Cultivation and Legend
Like with any well loved food or recipe that has been around for a long time, legends and stories grow with it. Coffee is most certainly not any different! Its history is full of curious and interesting facts.

Though coffee was believed to be first cultivated in Ethiopia, no one really knows where coffee was first discovered by man. One legend from the Middle Ages is told about the goat or sheep herder named Kaldi. Kaldi was puzzled by the wild antics of his goats after they ate some of the ripe berries from the coffee tree. Sampling them himself, he was surprised at the energy they gave him! He gave some to a monk who tried the berries himself. He found that they helped him stay awake for the evening prayers!
Coffee spread across the Arabian peninsula from there and was widely cultivated. Used mainly as a stimulating drink for religious purposes (long prayer services!), coffee eventually became an important trade good. The first coffee shops sprung up in Arabia as the drink became more and more popular. As the Ottoman Empire spread, so did the drinking of coffee.

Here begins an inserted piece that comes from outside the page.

PR #496, opened 2023-10-19
feat: Login with 2FA using OTP

JumpLink:
## Changes

* **New slider component** - Currently, I've added a new slider component, which was well-suited to help me get back into Vue 3. This component will be needed in this PR for 3 steps to activate the 2FA but is not implemented yet.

There is still a culture and certain method around drinking coffee in the Arab world. Very much like the special rules and traditions that guard the use of tea and the tea ceremony in China, Turkish coffee is a perfect example. Often brewed outdoors over a fire in a special pot, it is incredibly strong.
Today, coffee is grown all over the world where the climate is right. From Hawaii to Guatemala, from Columbia to Indonesia and Brazil, coffee plantations are still very important to international trade.